Hmm. what world would that be? Al Qaeda? Taliban? Al Shabab? Muslim Brotherhood? The self-isolated Muslim communities in Minnesota that give birth to Somali suicide bombers? The American shoe bomber, the Muslim shooter at Ft. Hood, the Christmas Eve bomber? The Muslim cells that have made London Earth Central for Islamic terrorism? The physical abuse of Egyptian and Iranian women whose heads are not sufficiently covered in public? The Muslims who stone and bury women alive, behead their wives and knife their daughters to death for "inappropriate" behavior? The Muslim world that denounces all of western science and declares the superiority of "Muslim science"? The mosques in Michigan, Virginia, Colorado and elsewhere getting money from the Muslim Brotherhood via innocent-sounding front groups?
That "wider Muslim world" now includes western Europe, which Ali hardly ignores, when she talks of the brutal murder of her colleague Theo van Gogh, honor killings, and the bombings in London and Madrid, and the tribulations of Muslim women in the Netherlands whom she assisted on her arrival there. It is hard to find anyone more qualified to understand these "complex processes at work in the Muslim world", but astonishingly easy (and getting easier) to find journalists pronouncing moral judgments on events that they know about only from the internet or mass media.

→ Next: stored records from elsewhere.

PR #592, opened 2025-05-04
Update Perforce complete example with new cidr allowlist variable

kylesomers:
**Issue number:** N/A

### Changes

In the Perforce complete example, the documentation provides steps to add a CIDR for allowlisting access to the deployed Perforce Helix Core server and Perforce Web Services NLB. This approach adds additional manual work for users and is error prone as it relies on adding an ingress rule in the AWS console or modifying the terraform module with new resources. To simplify this, this PR proposes removing these options and replace the allowlisting with an optional variable that the user provides when the complete example is deployed.  The documentation for this has also been updated to reflect this update.

### User experience

If a user wants to allowlist a cidr range as part of the complete example, they specify this through a new variable:

```
variable "enable_private_access_perforce" {
  type = object({
    enabled = bool
    cidr    = string
  })
  default     = null
  description = "Enable private access to Perforce and specify allowlisted CIDR range."
  validation {
    condition     = var.enable_private_access_perforce.enabled == true && var.enable_private_access_perforce.cidr != null
    error_message = "If private access to Perforce is enabled, a CIDR range must be provided."
  }
}
```

Example usage:

```
enable_private_access_perforce = {
  enabled = true
  cidr = "x.x.x.x/32"
}
```

With this variable set, the security group ingress rules will be conditionally added:

```
# Grants access on HTTPS port for Helix Swarm and Helix Authentication
resource "aws_vpc_security_group_ingress_rule" "private_perforce_https_ingress" {
  count             = var.enable_private_access_perforce.enabled ? 1 : 0
  security_group_id = aws_security_group.perforce_network_load_balancer.id
  description       = "Enables private access to Perforce web services."
  from_port         = 443
  to_port           = 443
  ip_protocol       = "TCP"
  cidr_ipv4         = var.enable_private_access_perforce.cidr
}

# Grants access on Helix Core port
resource "aws_vpc_security_group_ingress_rule" "private_perforce_helix_core_ingress" {
  count             = var.enable_private_access_perforce.enabled ? 1 : 0
  security_group_id = aws_security_group.perforce_network_load_balancer.id
  description       = "Enables private access to Perforce Helix Core."
  from_port         = 1666
  to_port           = 1666
  ip_protocol       = "TCP"
  cidr_ipv4         = var.enable_private_access_perforce.cidr
}
```

## Checklist

* [ ] Changes are documented

<details>

</details>

## Acknowledgment

### DIFF
--- a/docs/modules/perforce/examples/complete.md
+++ b/docs/modules/perforce/examples/complete.md
@@ -41,33 +41,13 @@ reference architecture. The deployment steps below will get you up and running.
 4. Review the plan provided by the above command. When you are ready to deploy you can confirm by typing "yes" on the
    command line. Terraform will take a few minutes to provision everything. When it completes, you are ready to proceed
    with testing.
-5. By default, none of the deployed resources are available on the public internet. This is to prevent unintended
-   security violations. You can update the security group for the Perforce Network Load balancer through the console, or
-   add the following rules to the example configuration in [
-   `security.tf`](https://github.com/aws-games/cloud-game-development-toolkit/blob/main/modules/perforce/examples/complete/security.tf):
-
-    ```terraform
-   # Grants access on HTTPS port for Helix Swarm and Helix Authentication
-   resource "aws_vpc_security_group_ingress_rule" "private_perforce_https_ingress" {
-      security_group_id = aws_security_group.perforce_network_load_balancer.id
-      description = "Enables private access to Perforce web services."
-      from_port = 443
-      to_port = 443
-      ip_protocol = "TCP"
-      cidr_ipv4 = "<YOUR IP>/32"
-   }
-
-   # Grants access on Helix Core port
-   resource "aws_vpc_security_group_ingress_rule" "private_perforce_https_ingress" {
-      security_group_id = aws_security_group.perforce_network_load_balancer.id
-      description = "Enables private access to Perforce Helix Core."
-      from_port = 1666
-      to_port = 1666
-      ip_protocol = "TCP"
-      cidr_ipv4 = "<YOUR IP>/32"
-
-   }
-    ```
+5. By default, none of the deployed resources are available on the public internet. This is to prevent unintended access to your resources. The perforce example includes a variable `enable_private_access_perforce` that you can configure to allowlist a CIDR to access the deployed Helix Core, Helix Auth, and Helix Swarm servers:
+```
+enable_private_access_perforce = {
+  enabled = true
+  cidr = "x.x.x.x/32"
+}
+```
 6. You should now have access to your deployed resources. The URLs for Helix Swarm and Helix Authentication Service are
    provided as Terraform outputs and should be visible in your console after a successful deployment. The connection
    string for Helix Core is also provided as an output. Use the Helix Core CLI or the P4V application to connect to your
--- a/modules/perforce/examples/complete/README.md
+++ b/modules/perforce/examples/complete/README.md
@@ -90,6 +90,8 @@ To use this example, you must have an existing **public Amazon Route53 Hosted Zo
 | [aws_vpc_security_group_ingress_rule.perforce_helix_core_inbound_web_alb_https](https://registry.terraform.io/providers/hashicorp/aws/5.89.0/docs/resources/vpc_security_group_ingress_rule) | resource |
 | [aws_vpc_security_group_ingress_rule.perforce_nlb_inbound_helix_core](https://registry.terraform.io/providers/hashicorp/aws/5.89.0/docs/resources/vpc_security_group_ingress_rule) | resource |
 | [aws_vpc_security_group_ingress_rule.perforce_nlb_inbound_web_alb_https](https://registry.terraform.io/providers/hashicorp/aws/5.89.0/docs/resources/vpc_security_group_ingress_rule) | resource |
+| [aws_vpc_security_group_ingress_rule.private_perforce_helix_core_ingress](https://registry.terraform.io/providers/hashicorp/aws/5.89.0/docs/resources/vpc_security_group_ingress_rule) | resource |
+| [aws_vpc_security_group_ingress_rule.private_perforce_https_ingress](https://registry.terraform.io/providers/hashicorp/aws/5.89.0/docs/resources/vpc_security_group_ingress_rule) | resource |
 | [aws_availability_zones.available](https://registry.terraform.io/providers/hashicorp/aws/5.89.0/docs/data-sources/availability_zones) | data source |
 | [aws_route53_zone.root](https://registry.terraform.io/providers/hashicorp/aws/5.89.0/docs/data-sources/route53_zone) | data source |
 
@@ -97,6 +99,7 @@ To use this example, you must have an existing **public Amazon Route53 Hosted Zo
 
 | Name | Description | Type | Default | Required |
 |------|-------------|------|---------|:--------:|
+| <a name="input_enable_private_access_perforce"></a> [enable\_private\_access\_perforce](#input\_enable\_private\_access\_perforce) | Enable private access to Perforce and specify allowlisted CIDR range. | <pre>object({<br/>    enabled = bool<br/>    cidr    = string<br/>  })</pre> | `null` | no |
 | <a name="input_root_domain_name"></a> [root\_domain\_name](#input\_root\_domain\_name) | The root domain name you would like to use for DNS. | `string` | n/a | yes |
 
 ## Outputs
--- a/modules/perforce/examples/complete/main.tf
+++ b/modules/perforce/examples/complete/main.tf
@@ -206,25 +206,3 @@ resource "aws_lb_listener" "perforce_web_services_alb" {
     target_group_arn = aws_lb_target_group.perforce_web_services.arn
   }
 }
-
-# Grants access on HTTPS port for Helix Swarm and Helix Authentication
-resource "aws_vpc_security_group_ingress_rule" "private_perforce_https_ingress" {
-  count             = var.enable_private_access_perforce.enabled ? 1 : 0
-  security_group_id = aws_security_group.perforce_network_load_balancer.id
-  description       = "Enables private access to Perforce web services."
-  from_port         = 443
-  to_port           = 443
-  ip_protocol       = "TCP"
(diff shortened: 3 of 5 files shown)


novekm:
I think I already added similar logic in #585, however in that I'm using the existing functionality to add additional security groups instead of a new variable. 

For user access to the P4 Resources I see two main options:
- **Public Connectivity**
  - Public connectivity is currently through Route53 Public Hosted Zone to route traffic for P4 Server (Helix Core) P4Auth (Helix Authentication Service) and P4 Code Review (Helix Swarm) depending on on the host (e.g. `perforce.<your-domain>`, `auth.perforce.<your-domain>`, or `review.perforce.<your-domain`. When routed to these resource, either a SG on the P4 Server is used, or a SG on the public NLB is used.
    - To allow public traffic to the P4 resources, this can either be done by modifying rules for the default P4 Server, and NLB Security Groups that the module creates (using the new `cidr_allowlist` variable you are proposing), OR by creating your own security group and adding that as an additional security group that is attached to these resources. This can be set with the `existing_security_groups` variable at the example level.
- **Private Connectivity**
    - Private connectivity is currently only used for internal routing between the ECS Services behind the private ALB that the public NLB forwards requests to (P4 Server, P4 Code Review) and allowing connectivity from these services to the P4 Server.
      - To allow for private connectivity, you can use a VPN (Client VPN, S2S VPN) or other means to allow private traffic into the VPC where the resources are deployed. You then will need to modify the SGs or the SG rules for the private ALB (to allow private connectivity from your private IP range. You could either add an additional SG rule to the private ALB and P4 Server default Security Groups using the new `cidr_allowlist` variable you are proposing, OR you could use the `existing_security_groups` variable to pass in your own security group and attach to the these resources. 
          - The inbound rule for either option would be either:
              -  The private IP CIDR range for AWS Client VPN. This is created when you create an AWS Client VPN - all user connections would dynamically be assigned a private IP within this range
          - The private IP CIDR range from your on prem network for S2S VPN
  - **NOTE:** If allowing for private connectivity, we instead would be using the Route53 Private Hosted zone that the module creates by default. This would use A records to properly route requests, as is done with the public hosted zone currently. 

The example in #585 does option 1, public connectivity using the `existing_vpc_security_groups` variable.

## 1. Fetch your public IP with data source, create security group using this
```hcl
resource "aws_security_group" "allow_my_ip" {
  name        = "allow_my_ip"
  description = "Allow inbound traffic from my IP"
  vpc_id      = aws_vpc.perforce_vpc.id

  tags = {
    Name = "allow_my_ip"
  }
}

data "http" "my_ip" {
  url = "https://api.ipify.org" # will dynamically update the SG rule if your public IP changes
}

resource "aws_vpc_security_group_ingress_rule" "allow_https" {
  security_group_id = aws_security_group.allow_my_ip.id
  description       = "Allow HTTPS traffic from Kevon."
  from_port         = 443
  to_port           = 443
  ip_protocol       = "tcp"
  cidr_ipv4         = "${chomp(data.http.my_ip.response_body)}/32"
}
resource "aws_vpc_security_group_ingress_rule" "allow_http" {
  security_group_id = aws_security_group.allow_my_ip.id
  description       = "Allow HTTP traffic from Kevon."
  from_port         = 80
  to_port           = 80
  ip_protocol       = "tcp"
  cidr_ipv4         = "${chomp(data.http.my_ip.response_body)}/32"
}

resource "aws_vpc_security_group_ingress_rule" "allow_icmp" {
  security_group_id = aws_security_group.allow_my_ip.id
  description       = "Allow ICMP traffic from Kevon."
  from_port         = -1
  to_port           = -1
  ip_protocol       = "icmp"
  cidr_ipv4         = "${chomp(data.http.my_ip.response_body)}/32"
}
resource "aws_vpc_security_group_ingress_rule" "allow_perforce" {
  security_group_id = aws_security_group.allow_my_ip.id
  description       = "Allow Perforce traffic from Kevon."
  from_port         = 1666
  to_port           = 1666
  ip_protocol       = "tcp"
  cidr_ipv4         = "${chomp(data.http.my_ip.response_body)}/32"
}
```

## 2. Reference this existing security group in the module declaration:
```hcl
module "terraform-aws-perforce" {
  source = "../../"
  # source = "aws-games/perforce/aws" # remote example
  # version = "v1.0.0"

  # ...additional configuration

  # Add security group for your IP to the NLB as an additional security group. 
  existing_security_groups           = [aws_security_group.allow_my_ip.id] 
}
```

In the module, this is handled using the `concat()` function in Terraform, which will add the default P4 Server SG to the P4 Server, as well as any other SGs that are provided (using `var.existing_security_group_ids`).

### `/m
```hcl
##########################################
# Perforce Network Load Balancer
##########################################
resource "aws_lb" "perforce" {
  count                            = var.create_shared_network_load_balancer != false ? 1 : 0
  name_prefix                      = var.shared_network_load_balancer_name != null ? 
  load_balancer_type               = "network"
  subnets                          = var.public_subnets
  
  # ...additional configuration
  
  security_groups                  = concat(var.existing_security_groups, [aws_security_group.perforce_network_load_balancer[0].id]) # <-- this
  }
```

So I think this logic will already be made available when #585 is merged. The question is, do we want users to allow access by modifying the rules of the default SG that the Perforce module creates, or do we want them to do this by just adding an existing security group?

I think we should lean into the former - it abstracts away this management from the module (so we don't have to dynamically loop through `n` number of security group rules a user may want to provide) and instead we just reference any additional security groups that they pass into the module. What do you think?

Related to this, I think we should add more examples to cover both of these use cases. Right now we have an example for public connectivity (through Route53 Public Hosted Zone) but this requires some additional configuration from users, especially if they are not using Route53 for DNS. I propose we add another example for private connectivity, which I think should simplify DNS resolution, since we don't need to be concerned with DNS validation anymore I think. All we would need to ensure is that the ALB has a HTTPS certificate. Honestly, we may not even need this at that point? Since the traffic would be private over a VPN, we could even use HTTP. Though we should likely keep HTTPS if it's not complicated to manage.

kylesomers:
I missed that you had addressed this in the other PR.

> I think I already added similar logic in https://github.com/aws-games/cloud-game-development-toolkit/pull/585, however in that I'm using the existing functionality to add additional security groups instead of a new variable.

What existing functionality are you referring to? The Perforce complete example does not include any inbound access to the NLB. The documentation states that if this is needed, the user should either add ingress rule terraform blocks (examples provides in the docs) or they must manually add the ingress rule in the AWS console.

This PR does not address private connectivity use cases and I'd like to keep the discussion focused specifically on the public access. All this PR is doing is taking the existing manual steps in the documentation and automating them through an an optional variable. The broader questions around private vs public connectivity for accessing perforce resources is best addressed in a different thread, and we should probably include automation for setting up a client VPN as well, but not this PR.

In either case, we need users explicitly provide a cidr range (I'll find this in your PR and leave feedback there). I don't think it is a good idea or a security best practice to infer the IP automatically using an IP lookup service via a data source. This could lead to non-deterministic behavior for example if a user is behind a NAT or using public wifi. Also, the terraform module may be deployed using a remote server (codebuild, jenkins, GHA) so the IP that gets allowlisted won't be the correct one. In most cases a user would want to be allowlisting a CIDR representing a NAT/WAN IP of their office/home. This should be explicit.

novekm:
> What existing functionality are you referring to? The Perforce complete example does not include any inbound access to the NLB. The documentation states that if this is needed, the user should either add ingress rule terraform blocks (examples provides in the docs) or they must manually add the ingress rule in the AWS console.

I mean the existing functionality of the `existing_security_groups` variable - I think this was in the module before (for the helix core one) so I think I just added the same functionality to the NLB. In the previous example the NLB was created outside of the module, in the example, but I moved this within the module. 


> In either case, we need users to explicitly provide a cidr range (I'll find this in your PR and leave feedback there). I don't think it is a good idea or a security best practice to infer the IP automatically using an IP lookup service via a data source. This could lead to non-deterministic behavior for example if a user is behind a NAT or using public wifi. Also, the terraform module may be deployed using a remote server (codebuild, jenkins, GHA) so the IP that gets allowlisted won't be the correct one. In most cases a user would want to be allowlisting a CIDR representing a NAT/WAN IP of their office/home. This should be explicit.

So in that example I was mainly using the data source because I was planning to use the example as the configuration source for the automated Terraform tests. That way we wouldn't have to explicitly pass in the value (since we wouldn't know the public IP of the remote server), and could ensure whichever remote server  the pipeline tests uses could access the P4 resources for simple tests to check for connectivity to the server and the ECS services to make sure they're running and accessible. 

I agree that users may want to do this a better way. What I mean is that the existing variable `existing_security_groups` will already let users attach multiple SGs. In #585 this is extended to allow it it to be used to attach additional SGs besides the default SG to the NLB (that the new module is now creating) as well as the P4 Server. I'd need to double check but I think I also added this logic to the private ALB. If not, I can add it in but may need to separate with `existing_public_security_groups` (for user provided SG with rules for public IPs, when configuring the resources for public access), and `existing_private_security_groups` (for user provided SG with rules for private IPs, when configuring the resources for private access) but I agree that's a different discussion. 

What I'm proposing is that we document that users should use create their own security groups outside of the module declaration and pass them in using the `existing_security_groups` variable that is applied to the relevant resources the module creates. That way they can add the IPs however they want - they're just adding it to their own security groups that they create outside of the module, and telling the module to also attach those security groups to the NLB and P4 Server. Same could be done for the ALB for private connectivity later on. 

Basically, I think we should let users pass in additional SGs that they manage instead of letting them add rules to SGs the module manages. That way we limit scope of what the module is responsible for. It also ensures that even if a user had to make a manual change (outside of Terraform) for some reason, it doesn't impact the state of the default SGs created within the module.

kylesomers:
> What I'm proposing is that we document that users should use create their own security groups outside of the module declaration and pass them in using the existing_security_groups variable that is applied to the relevant resources the module creates. 

@henrykie what is the intent of `existing_security_groups`? Were you the 

@novekm - All this PR is adding is ingress rules to the module's security group to enable user to access them publicly. Why create new security for this? That's extra steps for a user. What am I missing here? If the module gets destroyed, then so should the ingress rules.

henrykie:
Kevon's changes introduce a new SG in the `create-resources-complete` example that handles access to the deployed resources. I am closing this PR :)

So Ali's critics are upset because, unlike them, she has not written about topics second-hand and geographically distant from her experience....as Buruma and countless other couch pundits have done, presuming themselves sufficiently qualified to pass judgment on those who have suffered personally. Frankly, I am finding it pretty hard to contextualize Islamic violence and terrorism. Maybe I am missing something.
Ruthven, however, is an expert at this trick, summing up his reviews by calling Islamism not "totalitarian" but an expression of "the complexities of family power rooted in clan politics and kin patronage networks of a traditionally based society". This would serve well as the subtitle for a post-modern thesis on that venerable ol' time religion of Islam. How about the full title: "Honor Killings, Beheadings and Stoning: A Contextualized Study of the Complexities of Family Power, Clan Politics and Kin Patronage Networks in Contemporary Muslim Societies"? Sounds better already.
Clans in Minnesota and Michigan? In north London? in Chechnya? Does Ruthven really think Al Qaeda is a clan, with kin networks? What about the fact that Al Qaeda is happily recruiting American citizens, mostly black? Were these secret kin hiding out in Minneapolis or Buffalo or Ft. Hood, saving up enough money for their airfare to Afghanistan and Pakistan? Either that, or Al Qaeda is quite happy to pay for their airfare even if they aren't distant cousins. Very generous of them.
Ruthven may not be a secret Muslim but you need not be when you describe Islamism thusly: "All of the Islamist movements seek legitimacy by drawing on the symbolic capital sanctified by an ancient tradition". "Symbolic" capital sanctified? Are we dealing with the Roman Catholic church? No of course not; Catholics imbibe symbolic blood and flesh of Jesus but Muslims go them one better: actual slaughter of apostates, bad women, Jews, Christians; real global jihad to establish a worldwide Muslim caliphate. No fuzzy symbols for them.
There are similar ancient traditions and symbols in the Old and New Testament. Nonetheless, modern day Jews and Christians, with a few notable but minor exceptions that present no threat to the state, manage to conduct their religious observances freely while adhering to secular civil law, while Muslims are exhorted by their leaders to obey sharia law first and foremost and above all other civil laws of the state. This exhortation should frighten us all; after all, if we take the advice of Ramadan and "contextualize" Islam, it will make Islamophobes of us all, and quite rightly.